Thursday 14 march 2019
13:00 - 13:03h
Categories: Klinisch, Postersessie
Parallel session: Postersessies 3 - Clinical
A.H. Schellekens1, M.C. van Buren2, J. van de Wetering2, F. van Reekum3, N.D. Paauw4, T.K.J. Groenhof5, A.T. Lely4.
1Dept. of Gynaecology & Obstetrics, St. Antonius Hospital, Nieuwegein. 2Dept. of Internal Medicine, Nephrology & Kidney transplantation, Erasmus University Medical Center, Rotterdam. 3Dept. of Nephrology, University Medical Center Utrecht, Utrecht. 4Dept. of Obstetrics, University Medical Center Utrecht - Wilhelmina Children's Hospital, Utrecht.5Dept. of Cardiovascular Epidemiology, Julius Center, Utrecht, The Netherlands.

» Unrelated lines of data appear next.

PR #725, opened 2023-03-13
Implement Temporal Subset Simulation

### LINKED ISSUE #680: Allow setting simulation boundary on a subset of plan duration

Mythicaeda:
* **Tickets addressed:** Closes #680
* **Review:** By commit  

## Description

<details open><summary><h3>Database Changes</h3></summary>
<p>

- Columns for tracking simulation start time and simulation end time were added to `simulation` and `simulation_template`. They are both nullable, but between the two tables each column must have a value for a given row in `simulation`. For example, if a `simulation` row references a template, either the template or the simulation row can provide the sim start and end time, but if a `simulation` row doesn't reference a template, it must provide these values.
- A trigger was created to insert a row into `simulation` upon a row being inserted into `plan`
- A constraint was added to `simulation` to allow only one row per plan (If this constraint is currently violated in the DB, the migration introducing it will fail).
- `simulation_dataset` now has columns for what bounds the simulation was run over, as well as what the provided arguments were.
- `simulation_dataset`'s `offset_from_plan_start` is now solely maintained via trigger rather than by direct update.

Background: The incidence of pregnancy in kidney transplant recipients is increasing. Although short-term graft outcomes are positive, less is known on long term effects of pregnancy on graft loss and serum creatinine. The aim of this study is to investigate the effect of pregnancy on graft function.

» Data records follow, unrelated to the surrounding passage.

PR #727, opened 2023-03-14
Use enums for "enum boolean" types for sequences

### LINKED ISSUE #726: Use actual enums for "enum boolean" types for sequences
Since https://github.com/NASA-AMMOS/aerie/commit/93236b75f0a62afa132eb1e87e6d8cdabc8cb40c ([v0.11.0](https://github.com/NASA-AMMOS/aerie/releases/tag/v0.11.0)) the sequence editor is detecting boolean-valued  enums and typing them as booleans rather than their enumerated value (e.g. "TRUE" or "FALSE"). This is causing some confusion with downstream tools where they are expecting the enumerated string instead of a boolean (as defined in the command dictionary). This task is to revert that change so enums are mapped to enums, instead of booleans.

camargo:
* **Tickets addressed:** Closes https://github.com/NASA-AMMOS/aerie/issues/726
* **Review:** By commit  

## Description

See the attached issue.

## Verification

Updated tests. To test for review please run an expansion with an enumerated boolean locally.

### DIFF
--- a/sequencing-server/src/lib/codegen/CommandTypeCodegen.ts
+++ b/sequencing-server/src/lib/codegen/CommandTypeCodegen.ts
@@ -145,16 +145,7 @@ ${parameters.length > 0 ? parameters.join('\n') : '*'}
 function mapArgumentType(argument: ampcs.FswCommandArgument, enumMap: ampcs.EnumMap): string {
   switch (argument.arg_type) {
     case 'enum':
-      // boolean enum shouldn't be 'TRUE | FALSE' but of `boolean` type
-      if (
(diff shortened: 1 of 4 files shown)


joswig (commented):
My preference is to remove the special treatment and handle the arguments exactly as specified in the command dictionary. If we have requirements that contradict that, then I'll defer to those.

- doing custom type massaging is likely to differ from what other tools that load the dictionary do
- if the argument later has a 3rd value added then we'll break existing sequences

goetzrrGit (approved):
Looks great!!!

Methods: We conducted a systematic review scoping graft loss and serum creatinine change after pregnancy in kidney transplant recipients. Data that was extracted includes pre-pregnancy and post-pregnancy serum creatinine, whether graft loss occurred post-pregnancy and predictors of adverse outcome.
Results: Our search yielded 36 studies on graft loss after pregnancy and 19 articles on pre- and post-pregnancy serum creatinine. Pooled incidence of graft loss and mean change of serum creatinine pre- versus post pregnancy (delta serum creatinine (∆SCr) in different periods of time. Patient data was pooled by subcategories for graft loss and ∆SCr. Graft loss within two years post-pregnancy occurred in 7.0% of the cases, graft loss two to five years post-pregnancy in 9.2%, five to ten years 21.5% and graft loss more ten years post-pregnancy occurred in 33.6% of the patients. ∆SCr was significantly deteriorated in patients with short term follow up, less than two year post-pregnancy. Deterioration of SCr post-pregnancy compared to pre-pregnancy SCr within two year post-pregnancy is 0.10 mg/dL [0.02;0.28], p=0.01. In the other subcategories, follow up two to five year, and five to ten year post-pregnancy, no significant difference in ∆SCr was present. Compared to control groups no difference was found in graft loss and ∆SCr. Only a marginal increase of serum creatinine shortly after pregnancy was found in kidney transplant recipients. Reported predictors of adverse outcomes on graft function and risk of graft loss are hypertension prior to pregnancy, presence of proteinuria prior to pregnancy, preeclampsia, transplant to conception interval and higher level of serum creatinine prior to pregnancy.
Conclusions: The outcomes of graft loss and serum creatinine after pregnancy in kidney transplant recipients are reassuring. The findings of this meta-analysis are encouraging when we compare graft loss after pregnancy to graft loss in kidney transplantation recipients without pregnancy. It does not seem that pregnancy after kidney transplantation shortens graft survival.